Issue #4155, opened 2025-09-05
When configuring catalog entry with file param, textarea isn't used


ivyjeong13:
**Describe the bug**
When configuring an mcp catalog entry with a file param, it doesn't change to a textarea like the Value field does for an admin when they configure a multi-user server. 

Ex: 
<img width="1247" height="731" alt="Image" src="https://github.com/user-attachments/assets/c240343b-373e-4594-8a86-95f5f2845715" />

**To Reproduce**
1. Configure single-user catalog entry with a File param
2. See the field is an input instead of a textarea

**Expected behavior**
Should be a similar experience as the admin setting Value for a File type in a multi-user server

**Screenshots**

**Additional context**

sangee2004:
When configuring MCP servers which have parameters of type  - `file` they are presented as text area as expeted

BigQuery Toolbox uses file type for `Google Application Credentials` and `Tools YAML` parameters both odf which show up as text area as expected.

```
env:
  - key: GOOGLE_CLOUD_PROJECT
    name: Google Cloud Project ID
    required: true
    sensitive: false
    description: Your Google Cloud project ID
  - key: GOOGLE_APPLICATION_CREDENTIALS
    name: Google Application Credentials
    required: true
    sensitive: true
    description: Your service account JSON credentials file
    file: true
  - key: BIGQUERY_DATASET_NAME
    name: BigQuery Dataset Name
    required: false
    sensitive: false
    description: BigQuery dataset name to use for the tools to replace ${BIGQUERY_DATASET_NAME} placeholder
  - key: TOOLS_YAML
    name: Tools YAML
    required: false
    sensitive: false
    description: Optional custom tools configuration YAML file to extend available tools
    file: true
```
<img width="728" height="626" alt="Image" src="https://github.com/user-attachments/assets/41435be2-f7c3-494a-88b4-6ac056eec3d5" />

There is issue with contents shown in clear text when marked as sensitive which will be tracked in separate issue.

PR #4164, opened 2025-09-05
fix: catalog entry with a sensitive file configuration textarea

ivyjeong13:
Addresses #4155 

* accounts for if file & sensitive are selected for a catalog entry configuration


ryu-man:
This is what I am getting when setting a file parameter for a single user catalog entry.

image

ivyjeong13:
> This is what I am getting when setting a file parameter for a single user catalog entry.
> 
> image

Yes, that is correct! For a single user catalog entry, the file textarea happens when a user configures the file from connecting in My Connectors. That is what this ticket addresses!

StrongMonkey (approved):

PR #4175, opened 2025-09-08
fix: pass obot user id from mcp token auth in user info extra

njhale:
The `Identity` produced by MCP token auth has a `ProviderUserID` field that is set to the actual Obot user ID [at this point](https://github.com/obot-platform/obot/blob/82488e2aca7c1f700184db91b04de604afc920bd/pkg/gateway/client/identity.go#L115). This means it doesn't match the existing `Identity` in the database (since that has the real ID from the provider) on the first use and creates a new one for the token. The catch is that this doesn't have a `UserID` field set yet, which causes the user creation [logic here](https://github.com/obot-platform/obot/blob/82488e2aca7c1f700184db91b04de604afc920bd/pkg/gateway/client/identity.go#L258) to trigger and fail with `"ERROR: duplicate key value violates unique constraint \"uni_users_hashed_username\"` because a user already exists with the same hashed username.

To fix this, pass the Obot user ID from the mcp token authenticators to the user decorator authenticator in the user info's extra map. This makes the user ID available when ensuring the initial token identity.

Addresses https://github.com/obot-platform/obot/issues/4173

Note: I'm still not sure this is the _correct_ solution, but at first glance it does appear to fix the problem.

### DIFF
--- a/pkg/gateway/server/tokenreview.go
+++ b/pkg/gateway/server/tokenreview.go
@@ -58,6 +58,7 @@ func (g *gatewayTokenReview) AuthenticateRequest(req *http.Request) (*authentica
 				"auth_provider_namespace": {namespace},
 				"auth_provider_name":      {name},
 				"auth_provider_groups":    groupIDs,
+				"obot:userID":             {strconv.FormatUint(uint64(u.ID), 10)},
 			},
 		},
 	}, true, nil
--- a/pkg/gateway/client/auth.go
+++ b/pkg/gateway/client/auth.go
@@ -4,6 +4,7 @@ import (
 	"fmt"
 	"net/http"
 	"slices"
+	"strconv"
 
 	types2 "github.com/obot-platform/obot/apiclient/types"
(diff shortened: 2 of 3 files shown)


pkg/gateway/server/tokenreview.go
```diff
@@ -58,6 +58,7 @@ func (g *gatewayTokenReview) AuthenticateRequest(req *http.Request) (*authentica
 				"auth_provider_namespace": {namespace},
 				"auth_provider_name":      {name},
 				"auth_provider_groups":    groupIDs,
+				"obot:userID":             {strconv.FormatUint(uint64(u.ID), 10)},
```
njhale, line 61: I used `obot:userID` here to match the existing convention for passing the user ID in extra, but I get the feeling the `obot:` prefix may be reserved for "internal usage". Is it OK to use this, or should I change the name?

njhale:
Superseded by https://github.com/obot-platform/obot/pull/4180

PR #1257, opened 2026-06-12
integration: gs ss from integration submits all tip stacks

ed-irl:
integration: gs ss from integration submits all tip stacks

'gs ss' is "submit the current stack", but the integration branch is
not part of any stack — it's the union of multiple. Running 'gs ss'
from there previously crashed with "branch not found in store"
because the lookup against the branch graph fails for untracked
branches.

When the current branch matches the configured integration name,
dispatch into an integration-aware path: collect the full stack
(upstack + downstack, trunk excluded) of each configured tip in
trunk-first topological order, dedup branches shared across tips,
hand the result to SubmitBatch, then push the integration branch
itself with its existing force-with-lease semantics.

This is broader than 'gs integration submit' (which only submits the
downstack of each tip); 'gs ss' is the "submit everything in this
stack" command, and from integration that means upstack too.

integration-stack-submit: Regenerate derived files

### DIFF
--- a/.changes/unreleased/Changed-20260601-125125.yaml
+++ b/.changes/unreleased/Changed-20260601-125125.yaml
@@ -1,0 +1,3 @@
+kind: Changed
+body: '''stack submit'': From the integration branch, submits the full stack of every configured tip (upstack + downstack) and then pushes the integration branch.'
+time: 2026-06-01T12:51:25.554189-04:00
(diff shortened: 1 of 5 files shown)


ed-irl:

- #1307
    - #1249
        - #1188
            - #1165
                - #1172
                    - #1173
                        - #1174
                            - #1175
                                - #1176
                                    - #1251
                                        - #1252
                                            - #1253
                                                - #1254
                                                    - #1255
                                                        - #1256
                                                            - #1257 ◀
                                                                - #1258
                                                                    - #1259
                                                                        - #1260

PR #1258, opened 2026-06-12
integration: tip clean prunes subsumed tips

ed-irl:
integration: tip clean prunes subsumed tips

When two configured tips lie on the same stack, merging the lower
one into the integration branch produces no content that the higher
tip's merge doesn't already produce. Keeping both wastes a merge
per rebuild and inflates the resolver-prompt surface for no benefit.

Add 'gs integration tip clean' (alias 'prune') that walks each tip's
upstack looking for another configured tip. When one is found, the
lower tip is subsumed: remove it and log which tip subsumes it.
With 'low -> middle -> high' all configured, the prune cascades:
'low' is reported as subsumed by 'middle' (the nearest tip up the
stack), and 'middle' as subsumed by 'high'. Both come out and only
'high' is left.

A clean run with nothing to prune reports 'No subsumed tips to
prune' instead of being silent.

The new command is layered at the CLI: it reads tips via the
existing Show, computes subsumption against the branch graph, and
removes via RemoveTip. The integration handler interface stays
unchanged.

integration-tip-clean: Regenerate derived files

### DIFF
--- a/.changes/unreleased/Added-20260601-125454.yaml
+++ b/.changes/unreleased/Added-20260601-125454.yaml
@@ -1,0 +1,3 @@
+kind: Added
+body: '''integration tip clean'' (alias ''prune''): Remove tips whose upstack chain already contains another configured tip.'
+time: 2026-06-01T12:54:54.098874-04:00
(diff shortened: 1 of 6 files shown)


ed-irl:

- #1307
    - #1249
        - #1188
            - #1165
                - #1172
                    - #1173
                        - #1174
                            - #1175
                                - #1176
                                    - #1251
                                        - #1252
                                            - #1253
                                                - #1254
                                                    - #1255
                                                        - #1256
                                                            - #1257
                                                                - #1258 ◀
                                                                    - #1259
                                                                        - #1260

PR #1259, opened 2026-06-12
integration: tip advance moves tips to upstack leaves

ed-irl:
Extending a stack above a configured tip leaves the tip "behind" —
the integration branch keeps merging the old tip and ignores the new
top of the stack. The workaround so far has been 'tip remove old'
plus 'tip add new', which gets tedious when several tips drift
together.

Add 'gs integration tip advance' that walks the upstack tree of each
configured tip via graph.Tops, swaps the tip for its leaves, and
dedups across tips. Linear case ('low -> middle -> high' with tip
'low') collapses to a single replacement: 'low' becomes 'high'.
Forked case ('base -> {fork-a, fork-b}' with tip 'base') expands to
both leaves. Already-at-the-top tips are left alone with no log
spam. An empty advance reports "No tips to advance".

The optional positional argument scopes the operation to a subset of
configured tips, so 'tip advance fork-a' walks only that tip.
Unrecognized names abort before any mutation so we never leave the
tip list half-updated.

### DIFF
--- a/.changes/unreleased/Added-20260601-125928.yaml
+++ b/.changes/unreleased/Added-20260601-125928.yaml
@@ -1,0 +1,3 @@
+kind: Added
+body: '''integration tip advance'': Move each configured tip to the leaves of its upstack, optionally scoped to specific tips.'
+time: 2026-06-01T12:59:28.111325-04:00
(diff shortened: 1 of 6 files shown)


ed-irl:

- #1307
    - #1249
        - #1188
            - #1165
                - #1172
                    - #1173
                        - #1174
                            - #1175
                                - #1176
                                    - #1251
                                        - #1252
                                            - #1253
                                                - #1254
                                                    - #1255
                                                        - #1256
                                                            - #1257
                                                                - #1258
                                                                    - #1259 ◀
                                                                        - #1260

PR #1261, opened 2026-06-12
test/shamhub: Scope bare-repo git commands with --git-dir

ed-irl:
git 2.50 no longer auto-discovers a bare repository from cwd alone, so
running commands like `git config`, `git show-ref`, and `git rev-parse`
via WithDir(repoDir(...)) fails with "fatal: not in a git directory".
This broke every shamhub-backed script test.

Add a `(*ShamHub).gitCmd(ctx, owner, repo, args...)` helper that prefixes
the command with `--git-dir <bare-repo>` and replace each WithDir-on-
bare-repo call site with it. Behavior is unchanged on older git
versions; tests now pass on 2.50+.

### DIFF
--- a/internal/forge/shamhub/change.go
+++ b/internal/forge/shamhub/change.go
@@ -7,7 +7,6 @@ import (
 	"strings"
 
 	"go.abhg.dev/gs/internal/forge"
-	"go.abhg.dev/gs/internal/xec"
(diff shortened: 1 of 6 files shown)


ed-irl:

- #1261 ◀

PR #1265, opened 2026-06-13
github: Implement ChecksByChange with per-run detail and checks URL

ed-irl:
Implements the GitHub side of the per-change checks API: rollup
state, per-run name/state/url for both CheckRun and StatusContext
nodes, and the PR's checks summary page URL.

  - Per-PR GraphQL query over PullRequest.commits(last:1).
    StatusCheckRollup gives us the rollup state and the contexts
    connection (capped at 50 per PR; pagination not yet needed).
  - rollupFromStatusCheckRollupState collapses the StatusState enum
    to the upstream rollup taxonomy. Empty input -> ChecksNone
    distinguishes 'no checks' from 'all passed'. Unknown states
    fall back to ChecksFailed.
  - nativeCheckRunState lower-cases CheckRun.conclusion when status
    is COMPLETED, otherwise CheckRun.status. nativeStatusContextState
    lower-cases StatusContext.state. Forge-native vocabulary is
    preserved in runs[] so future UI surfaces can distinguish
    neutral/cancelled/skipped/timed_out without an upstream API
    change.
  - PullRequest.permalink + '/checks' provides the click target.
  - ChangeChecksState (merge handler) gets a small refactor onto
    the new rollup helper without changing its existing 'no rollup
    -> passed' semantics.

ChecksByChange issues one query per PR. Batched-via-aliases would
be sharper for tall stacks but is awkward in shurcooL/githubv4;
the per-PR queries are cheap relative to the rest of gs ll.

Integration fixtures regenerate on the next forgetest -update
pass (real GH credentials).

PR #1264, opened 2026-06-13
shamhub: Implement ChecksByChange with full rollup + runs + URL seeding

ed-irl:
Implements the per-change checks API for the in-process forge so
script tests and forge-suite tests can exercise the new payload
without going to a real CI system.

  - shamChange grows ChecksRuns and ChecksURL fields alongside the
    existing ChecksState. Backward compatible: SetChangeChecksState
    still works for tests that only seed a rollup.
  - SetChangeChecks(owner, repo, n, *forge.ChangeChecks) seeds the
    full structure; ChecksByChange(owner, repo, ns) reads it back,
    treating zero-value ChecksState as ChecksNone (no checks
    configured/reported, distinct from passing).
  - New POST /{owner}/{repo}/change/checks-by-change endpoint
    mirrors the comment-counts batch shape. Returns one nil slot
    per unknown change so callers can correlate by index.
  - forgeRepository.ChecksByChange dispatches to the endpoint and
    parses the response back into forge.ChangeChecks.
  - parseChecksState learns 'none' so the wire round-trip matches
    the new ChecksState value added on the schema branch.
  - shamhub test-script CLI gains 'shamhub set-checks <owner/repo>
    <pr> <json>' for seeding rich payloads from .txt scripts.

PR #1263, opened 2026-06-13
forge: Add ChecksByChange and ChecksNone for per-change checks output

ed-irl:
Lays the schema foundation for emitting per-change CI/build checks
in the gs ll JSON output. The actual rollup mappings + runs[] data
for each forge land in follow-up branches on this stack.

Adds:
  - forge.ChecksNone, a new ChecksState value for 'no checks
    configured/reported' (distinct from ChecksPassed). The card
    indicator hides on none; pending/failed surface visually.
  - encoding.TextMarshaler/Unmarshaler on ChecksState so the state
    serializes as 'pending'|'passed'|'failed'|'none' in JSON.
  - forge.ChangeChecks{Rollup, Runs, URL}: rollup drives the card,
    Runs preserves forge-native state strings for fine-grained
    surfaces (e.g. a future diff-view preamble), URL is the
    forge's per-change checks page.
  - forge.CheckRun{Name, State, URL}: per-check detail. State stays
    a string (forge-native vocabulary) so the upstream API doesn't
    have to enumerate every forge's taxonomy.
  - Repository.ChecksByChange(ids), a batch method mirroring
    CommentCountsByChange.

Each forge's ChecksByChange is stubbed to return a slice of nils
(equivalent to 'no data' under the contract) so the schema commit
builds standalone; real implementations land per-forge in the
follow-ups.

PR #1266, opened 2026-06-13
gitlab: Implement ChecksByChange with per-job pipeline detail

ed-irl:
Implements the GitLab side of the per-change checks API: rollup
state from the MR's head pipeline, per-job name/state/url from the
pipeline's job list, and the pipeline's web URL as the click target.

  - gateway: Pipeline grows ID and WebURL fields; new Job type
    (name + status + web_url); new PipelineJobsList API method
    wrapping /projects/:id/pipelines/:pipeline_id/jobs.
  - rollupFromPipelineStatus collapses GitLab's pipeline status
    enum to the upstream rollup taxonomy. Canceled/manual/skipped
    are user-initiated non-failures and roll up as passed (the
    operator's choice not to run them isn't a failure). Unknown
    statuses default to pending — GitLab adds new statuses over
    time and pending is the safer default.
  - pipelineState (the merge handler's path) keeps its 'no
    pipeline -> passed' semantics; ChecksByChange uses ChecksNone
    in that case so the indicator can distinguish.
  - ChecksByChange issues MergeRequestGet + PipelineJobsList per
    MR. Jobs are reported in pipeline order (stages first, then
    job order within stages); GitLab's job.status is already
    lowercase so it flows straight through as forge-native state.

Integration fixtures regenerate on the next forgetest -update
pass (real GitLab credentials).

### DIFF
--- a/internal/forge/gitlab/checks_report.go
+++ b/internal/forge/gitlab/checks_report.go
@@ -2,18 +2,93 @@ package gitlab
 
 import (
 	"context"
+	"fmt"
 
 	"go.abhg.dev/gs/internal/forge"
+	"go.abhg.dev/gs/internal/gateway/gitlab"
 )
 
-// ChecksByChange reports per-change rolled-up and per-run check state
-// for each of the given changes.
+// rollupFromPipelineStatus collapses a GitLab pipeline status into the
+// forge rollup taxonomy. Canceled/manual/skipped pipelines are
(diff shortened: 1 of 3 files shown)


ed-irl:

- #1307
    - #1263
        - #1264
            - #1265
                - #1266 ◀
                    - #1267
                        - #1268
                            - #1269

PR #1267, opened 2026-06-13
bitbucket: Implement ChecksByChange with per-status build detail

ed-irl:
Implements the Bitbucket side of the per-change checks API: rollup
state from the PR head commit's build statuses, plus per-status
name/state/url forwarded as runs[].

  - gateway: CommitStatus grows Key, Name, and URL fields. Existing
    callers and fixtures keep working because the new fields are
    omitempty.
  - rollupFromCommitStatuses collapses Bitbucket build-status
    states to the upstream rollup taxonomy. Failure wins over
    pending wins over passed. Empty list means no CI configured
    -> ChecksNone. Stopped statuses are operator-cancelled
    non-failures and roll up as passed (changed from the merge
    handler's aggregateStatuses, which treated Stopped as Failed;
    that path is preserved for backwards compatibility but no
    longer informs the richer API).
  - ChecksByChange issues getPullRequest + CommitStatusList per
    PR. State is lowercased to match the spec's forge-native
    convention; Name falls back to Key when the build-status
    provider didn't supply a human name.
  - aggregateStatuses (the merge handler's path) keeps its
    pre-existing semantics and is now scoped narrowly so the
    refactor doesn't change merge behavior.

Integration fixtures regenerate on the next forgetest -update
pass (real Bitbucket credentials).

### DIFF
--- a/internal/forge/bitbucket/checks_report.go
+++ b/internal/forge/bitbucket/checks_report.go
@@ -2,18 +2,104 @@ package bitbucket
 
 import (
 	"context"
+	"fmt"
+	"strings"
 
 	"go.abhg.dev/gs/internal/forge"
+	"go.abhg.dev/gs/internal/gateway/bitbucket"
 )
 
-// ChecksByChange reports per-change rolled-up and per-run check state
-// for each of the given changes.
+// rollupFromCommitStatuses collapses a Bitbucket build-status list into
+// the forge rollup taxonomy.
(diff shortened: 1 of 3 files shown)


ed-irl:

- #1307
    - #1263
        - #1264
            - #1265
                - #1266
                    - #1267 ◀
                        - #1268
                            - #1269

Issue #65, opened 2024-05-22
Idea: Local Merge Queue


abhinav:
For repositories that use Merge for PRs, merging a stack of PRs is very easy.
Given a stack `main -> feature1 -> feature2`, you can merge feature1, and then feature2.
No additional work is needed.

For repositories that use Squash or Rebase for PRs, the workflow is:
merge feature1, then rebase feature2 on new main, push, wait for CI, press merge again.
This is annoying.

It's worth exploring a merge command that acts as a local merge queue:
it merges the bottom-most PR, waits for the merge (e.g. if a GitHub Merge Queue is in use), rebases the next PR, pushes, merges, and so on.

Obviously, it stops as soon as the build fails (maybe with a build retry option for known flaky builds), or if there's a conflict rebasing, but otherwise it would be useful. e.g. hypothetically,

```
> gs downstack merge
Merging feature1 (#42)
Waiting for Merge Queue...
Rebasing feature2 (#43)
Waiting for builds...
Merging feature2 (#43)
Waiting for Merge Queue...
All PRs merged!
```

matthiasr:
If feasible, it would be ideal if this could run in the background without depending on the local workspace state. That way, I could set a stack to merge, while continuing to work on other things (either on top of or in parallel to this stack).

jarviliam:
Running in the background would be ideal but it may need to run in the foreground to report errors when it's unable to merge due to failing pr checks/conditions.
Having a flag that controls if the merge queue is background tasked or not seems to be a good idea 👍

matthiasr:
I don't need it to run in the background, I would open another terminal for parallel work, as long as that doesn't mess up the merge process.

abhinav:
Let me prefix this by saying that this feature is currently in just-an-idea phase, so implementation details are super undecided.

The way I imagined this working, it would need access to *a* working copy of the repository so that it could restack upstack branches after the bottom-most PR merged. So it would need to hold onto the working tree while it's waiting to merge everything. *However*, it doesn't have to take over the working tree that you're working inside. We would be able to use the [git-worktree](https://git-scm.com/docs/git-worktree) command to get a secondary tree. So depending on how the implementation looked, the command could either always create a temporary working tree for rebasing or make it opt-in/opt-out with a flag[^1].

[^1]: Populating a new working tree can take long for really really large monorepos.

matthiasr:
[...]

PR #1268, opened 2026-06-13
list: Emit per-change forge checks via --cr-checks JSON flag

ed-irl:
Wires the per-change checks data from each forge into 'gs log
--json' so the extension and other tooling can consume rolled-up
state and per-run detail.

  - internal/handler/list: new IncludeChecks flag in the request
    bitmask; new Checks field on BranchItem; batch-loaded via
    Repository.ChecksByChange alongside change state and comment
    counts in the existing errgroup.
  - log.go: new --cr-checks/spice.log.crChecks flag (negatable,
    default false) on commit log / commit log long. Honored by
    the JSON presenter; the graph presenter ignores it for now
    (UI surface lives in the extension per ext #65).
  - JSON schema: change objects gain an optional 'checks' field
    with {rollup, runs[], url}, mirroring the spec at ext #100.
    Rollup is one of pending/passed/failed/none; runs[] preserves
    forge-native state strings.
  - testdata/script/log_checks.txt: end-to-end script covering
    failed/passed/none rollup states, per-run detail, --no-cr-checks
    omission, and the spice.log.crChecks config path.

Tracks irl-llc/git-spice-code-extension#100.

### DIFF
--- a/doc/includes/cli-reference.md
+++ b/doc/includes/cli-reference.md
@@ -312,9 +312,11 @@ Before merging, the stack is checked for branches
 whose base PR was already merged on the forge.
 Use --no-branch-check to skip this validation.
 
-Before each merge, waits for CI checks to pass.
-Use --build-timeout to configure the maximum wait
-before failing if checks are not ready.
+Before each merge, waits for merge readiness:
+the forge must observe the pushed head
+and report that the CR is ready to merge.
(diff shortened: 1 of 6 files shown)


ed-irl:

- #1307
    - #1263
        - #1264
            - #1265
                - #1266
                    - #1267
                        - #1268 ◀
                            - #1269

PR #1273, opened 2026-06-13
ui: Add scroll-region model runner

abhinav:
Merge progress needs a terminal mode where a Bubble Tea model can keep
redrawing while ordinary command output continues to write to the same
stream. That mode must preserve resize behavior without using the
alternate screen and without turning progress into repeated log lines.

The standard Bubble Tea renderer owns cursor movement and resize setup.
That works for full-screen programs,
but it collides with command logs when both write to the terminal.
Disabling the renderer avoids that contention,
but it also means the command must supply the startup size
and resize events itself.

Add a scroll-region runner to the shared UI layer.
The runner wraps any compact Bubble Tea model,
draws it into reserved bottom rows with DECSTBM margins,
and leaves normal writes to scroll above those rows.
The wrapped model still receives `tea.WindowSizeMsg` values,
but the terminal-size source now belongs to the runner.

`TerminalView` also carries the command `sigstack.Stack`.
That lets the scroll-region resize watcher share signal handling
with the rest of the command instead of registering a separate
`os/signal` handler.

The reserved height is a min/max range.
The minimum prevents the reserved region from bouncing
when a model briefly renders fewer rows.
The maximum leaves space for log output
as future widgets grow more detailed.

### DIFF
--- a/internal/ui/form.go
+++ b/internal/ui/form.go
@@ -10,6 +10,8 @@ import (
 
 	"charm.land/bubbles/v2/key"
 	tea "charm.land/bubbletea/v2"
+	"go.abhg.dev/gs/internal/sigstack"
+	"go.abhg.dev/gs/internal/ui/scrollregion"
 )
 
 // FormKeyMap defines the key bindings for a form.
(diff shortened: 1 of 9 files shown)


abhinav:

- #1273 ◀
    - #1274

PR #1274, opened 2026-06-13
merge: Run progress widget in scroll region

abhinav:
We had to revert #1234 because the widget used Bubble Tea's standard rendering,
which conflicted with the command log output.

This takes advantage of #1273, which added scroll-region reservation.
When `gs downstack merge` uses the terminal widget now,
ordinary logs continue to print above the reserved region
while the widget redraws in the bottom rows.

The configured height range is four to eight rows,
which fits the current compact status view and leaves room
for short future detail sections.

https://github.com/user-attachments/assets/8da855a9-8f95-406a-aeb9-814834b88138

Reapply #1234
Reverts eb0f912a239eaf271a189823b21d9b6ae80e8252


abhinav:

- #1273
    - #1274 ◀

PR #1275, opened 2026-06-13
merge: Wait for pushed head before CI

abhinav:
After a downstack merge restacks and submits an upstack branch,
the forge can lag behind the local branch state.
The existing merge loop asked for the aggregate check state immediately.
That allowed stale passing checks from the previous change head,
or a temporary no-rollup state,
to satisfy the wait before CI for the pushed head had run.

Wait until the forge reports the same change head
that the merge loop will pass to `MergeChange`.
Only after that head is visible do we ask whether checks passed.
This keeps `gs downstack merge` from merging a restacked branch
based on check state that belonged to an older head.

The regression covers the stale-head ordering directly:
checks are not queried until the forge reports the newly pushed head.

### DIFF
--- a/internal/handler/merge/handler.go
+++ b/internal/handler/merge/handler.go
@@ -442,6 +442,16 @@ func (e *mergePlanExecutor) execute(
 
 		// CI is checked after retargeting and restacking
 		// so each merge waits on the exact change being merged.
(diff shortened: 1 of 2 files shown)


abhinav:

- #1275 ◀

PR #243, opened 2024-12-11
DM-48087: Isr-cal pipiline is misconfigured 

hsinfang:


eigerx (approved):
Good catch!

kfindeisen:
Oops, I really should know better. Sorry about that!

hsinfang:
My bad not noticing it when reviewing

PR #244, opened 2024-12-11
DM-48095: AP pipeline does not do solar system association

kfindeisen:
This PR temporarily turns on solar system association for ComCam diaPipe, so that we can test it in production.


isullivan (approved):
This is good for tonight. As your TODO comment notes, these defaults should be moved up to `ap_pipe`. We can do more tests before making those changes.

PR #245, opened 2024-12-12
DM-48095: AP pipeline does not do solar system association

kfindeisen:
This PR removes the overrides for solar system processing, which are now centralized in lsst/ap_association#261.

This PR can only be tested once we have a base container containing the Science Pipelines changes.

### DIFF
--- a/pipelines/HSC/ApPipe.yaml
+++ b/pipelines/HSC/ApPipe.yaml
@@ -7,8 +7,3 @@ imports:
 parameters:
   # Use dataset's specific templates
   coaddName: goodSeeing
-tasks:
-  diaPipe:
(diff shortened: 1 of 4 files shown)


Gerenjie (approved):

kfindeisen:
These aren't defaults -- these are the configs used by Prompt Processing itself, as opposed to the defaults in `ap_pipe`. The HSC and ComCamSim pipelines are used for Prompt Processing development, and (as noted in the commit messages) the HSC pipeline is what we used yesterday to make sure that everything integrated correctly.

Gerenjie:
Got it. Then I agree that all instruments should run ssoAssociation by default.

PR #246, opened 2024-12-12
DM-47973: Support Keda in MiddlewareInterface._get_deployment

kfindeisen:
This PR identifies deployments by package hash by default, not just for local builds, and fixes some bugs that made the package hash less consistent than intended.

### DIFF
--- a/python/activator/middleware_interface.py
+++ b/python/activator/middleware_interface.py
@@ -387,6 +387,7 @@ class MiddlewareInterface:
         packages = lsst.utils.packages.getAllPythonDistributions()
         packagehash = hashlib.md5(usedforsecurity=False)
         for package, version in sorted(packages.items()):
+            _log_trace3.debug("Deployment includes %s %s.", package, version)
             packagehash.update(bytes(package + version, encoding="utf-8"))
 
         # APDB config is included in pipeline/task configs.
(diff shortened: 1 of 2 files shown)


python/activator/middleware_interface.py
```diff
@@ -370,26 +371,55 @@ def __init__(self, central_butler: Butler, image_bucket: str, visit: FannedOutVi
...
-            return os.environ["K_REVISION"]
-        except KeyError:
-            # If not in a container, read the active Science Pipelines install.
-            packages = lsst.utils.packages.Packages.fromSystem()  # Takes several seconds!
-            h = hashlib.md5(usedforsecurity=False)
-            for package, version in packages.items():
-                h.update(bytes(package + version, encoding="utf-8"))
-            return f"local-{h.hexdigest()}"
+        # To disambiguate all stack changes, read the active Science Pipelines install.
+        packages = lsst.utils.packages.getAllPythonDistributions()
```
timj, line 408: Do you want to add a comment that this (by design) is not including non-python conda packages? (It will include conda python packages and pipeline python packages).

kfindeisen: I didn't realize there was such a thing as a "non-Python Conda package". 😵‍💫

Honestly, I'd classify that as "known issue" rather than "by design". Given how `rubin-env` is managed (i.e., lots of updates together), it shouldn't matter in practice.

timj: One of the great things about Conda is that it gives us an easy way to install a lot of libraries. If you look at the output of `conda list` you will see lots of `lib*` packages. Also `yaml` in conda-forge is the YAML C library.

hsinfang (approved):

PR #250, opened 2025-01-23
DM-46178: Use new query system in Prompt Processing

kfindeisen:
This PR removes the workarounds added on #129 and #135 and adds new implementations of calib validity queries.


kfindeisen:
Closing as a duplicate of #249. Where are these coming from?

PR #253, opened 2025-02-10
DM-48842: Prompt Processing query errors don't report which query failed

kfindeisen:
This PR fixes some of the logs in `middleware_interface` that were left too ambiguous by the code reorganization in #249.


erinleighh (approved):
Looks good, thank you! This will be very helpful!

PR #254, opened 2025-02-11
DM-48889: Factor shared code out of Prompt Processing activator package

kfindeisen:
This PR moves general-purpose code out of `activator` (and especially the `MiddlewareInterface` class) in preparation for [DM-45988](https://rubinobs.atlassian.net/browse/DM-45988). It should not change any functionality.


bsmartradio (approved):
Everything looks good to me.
══════════
● Task instructions
Would you print, exactly as written, every line above from the one holding "is COMPLETED, otherwise" through the one holding "- ChangeChecksState (merge", with both included and no other lines?

● Written answer
    is COMPLETED, otherwise CheckRun.status. nativeStatusContextState
    lower-cases StatusContext.state. Forge-native vocabulary is
    preserved in runs[] so future UI surfaces can distinguish
    neutral/cancelled/skipped/timed_out without an upstream API
    change.
  - PullRequest.permalink + '/checks' provides the click target.
  - ChangeChecksState (merge handler) gets a small refactor onto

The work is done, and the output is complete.